# I'll Give You Anybody, I'll Take Acie Law



## T.Shock

Anybody watch the Texas-A&M game tonight. I love watching Law play. Runs the team well, rebounds well, solid defender, and so good in the clutch. They lost because Texas shot about 20 more free throws. Barnes cheaped out at the end fouling Law so he couldn't hit a 3rd-game tying three :wink:. Seriously, if I had to pick one player in the nation, I'd want on my team it would be Acie Law.


----------



## apelman42

Couldn't agree with you more. At the end of that game the only name I heard was Acie Law...Kevin Durant was nowhere to be found...however his team won.

Acie for NPOY


----------



## AUNDRE

apelman42 said:


> Couldn't agree with you more. At the end of that game the only name I heard was Acie Law...Kevin Durant was nowhere to be found...however his team won.
> 
> Acie for NPOY


[email protected] to be found.... you sure we watched the same game? cause I saw Durant put up 30/16

Durant > Law still but Acie is a baller and slept on hard


----------



## apelman42

Yah man, honestly. The last big shot that Durant hit was in regulation to put Texas up by 4. After that, he drew a couple fouls that appeared to be bull and he hit a couple free throws. Everybody in the arena had their eyes on Law...the guy's just a natural.


----------



## Pimped Out

did you pay attention to the aggie defense at all? do you think there was a reason that augustin was able to get to the lane so easily against one of the best defenses in the nation?


----------



## LineOFire

I couldn't believe he hit that shot to send it into the first overtime. It went so high up in the air I thought it had no chance. Acie Law is an absolute stud.


----------



## SheriffKilla

Acie Law is an all american for sure

i like Darren Collison but i think tonight's game made Acie Law the started on the all american team


----------



## FSH

apelman42 said:


> Couldn't agree with you more. At the end of that game the only name I heard was Acie Law...*Kevin Durant was nowhere to be found*...however his team won.
> 
> Acie for NPOY


wtf are you on? If it wasnt for Durant Texas would have got killed and Law wouldnt even had have to make them shots..And his team still lost because of Durant hitting them FT at the end


----------



## jksaggie08

we are going to miss him next year for sure, he just keeps getting better every game


----------



## DaBruins

To be fair, he did miss a big layup. But yeah, Law is great. However Durant's team still won and I'm guessing he'll still win POY.


----------



## rocketeer

law has been pretty ridiculous at the end of games. that 3 over durant was amazing(though chris lofton hit one even deeper over durant near the end of a win). if i could have any guy in college taking a final shot, law is the guy.
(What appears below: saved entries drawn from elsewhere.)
PR #8266, opened 2024-10-16
Add support for reading and resolving `include-group` in dependency groups

zanieb:
Part of #8090 

Adds the ability to read group inclusions (`include-group = <name>`) in the `pyproject.toml`. Resolves groups into concrete dependencies for resolution.

See https://github.com/astral-sh/uv/pull/8110 for a bit more commentary on deferred work.

### DIFF
--- a/crates/uv-distribution/src/metadata/requires_dist.rs
+++ b/crates/uv-distribution/src/metadata/requires_dist.rs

it was surprising how texas tried to give the game away on several occasions(or at least give a&m a chance to stay in it) with their terrible inbounding of the ball. you'd think a team that has been in so many close games(wins and losses) would be able to handle that better this late in the season.


----------



## T.Shock

Four_Season_Hustler said:


> wtf are you on? If it wasnt for Durant Texas would have got killed and Law wouldnt even had have to make them shots..And his team still lost because of Durant hitting them FT at the end


I think what's he saying is that Durant didn't really do much besides get intentionally fouled or get some generous calls and hit some free throws. Did Durant hit a field goal in OT? By the way, Texas A&M wins that game if Josh Carter and Jospeh Jones hadn't fouled out with essentially 9 minutes left in the game.


----------



## JuniorNoboa

AUNDRE said:


> [email protected] to be found.... you sure we watched the same game? cause I saw Durant put up 30/16
> 
> Durant > Law still but Acie is a baller and slept on hard


That's not quite what he was referring to.. I think.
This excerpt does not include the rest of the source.